Issue #10210, opened 2021-05-04
Secrets should support UID, GID, mode options


ashley-cui:
/kind feature

**Description**
docker supports:
--secret source=app-key,target=app,uid=1000,gid=1001,mode=0400 
so we should too

**Output of `podman version`:**

Version:      3.2.0-dev
API Version:  3.2.0-dev
Go Version:   go1.15.8
Git Commit:   476c76f580d5cd092ff958765af36857b2a68d6c-dirty
Built:        Tue May  4 15:37:55 2021
OS/Arch:      linux/amd64

Issue #10364, opened 2021-05-15
rootless: secret not accessible to non root


sbourlon:
**Is this a BUG REPORT or FEATURE REQUEST? (leave only one on its own line)**

/kind bug

**Description**

Hello podman team,

My container cannot access secrets when running as non root.

**Steps to reproduce the issue:**

```sh
#!/bin/sh
set -o xtrace

SECRET="mysecret"
echo a_secret | podman secret create "$SECRET" -
podman run --secret "$SECRET" --rm docker.io/library/debian sh -c "id && cat /run/secrets/$SECRET"
podman run --secret "$SECRET" --rm --user 200:200 docker.io/library/debian sh -c "id && cat /run/secrets/$SECRET"
podman secret rm "$SECRET"
```

**Describe the results you received:**

The user 200:200 received the error `cat: /run/secrets/mysecret: Permission denied` when accessing the secret.

```
+ SECRET=mysecret
+ echo a_secret
+ podman secret create mysecret -
200255d821a5ef5b0a3e8b7b6
+ podman run --secret mysecret --rm docker.io/library/debian sh -c 'id && cat /run/secrets/mysecret'
uid=0(root) gid=0(root) groups=0(root)
a_secret
+ podman run --secret mysecret --rm --user 200:200 docker.io/library/debian sh -c 'id && cat /run/secrets/mysecret'
uid=200(200) gid=200(200) groups=200(200)
cat: /run/secrets/mysecret: Permission denied
+ podman secret rm mysecret
200255d821a5ef5b0a3e8b7b6
```

**Describe the results you expected:**

The user 200:200 should access the secret.

```
+ SECRET=mysecret
+ echo a_secret
+ podman secret create mysecret -
200255d821a5ef5b0a3e8b7b6
+ podman run --secret mysecret --rm docker.io/library/debian sh -c 'id && cat /run/secrets/mysecret'
uid=0(root) gid=0(root) groups=0(root)
a_secret
+ podman run --secret mysecret --rm --user 200:200 docker.io/library/debian sh -c 'id && cat /run/secrets/mysecret'
uid=200(200) gid=200(200) groups=200(200)
a_secret
+ podman secret rm mysecret
200255d821a5ef5b0a3e8b7b6
```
□ □ □ □ □
Task details: Where a line above includes "root", copy that line.

Task solution:
rootless: secret not accessible to non root
My container cannot access secrets when running as non root.
uid=0(root) gid=0(root) groups=0(root)
uid=0(root) gid=0(root) groups=0(root)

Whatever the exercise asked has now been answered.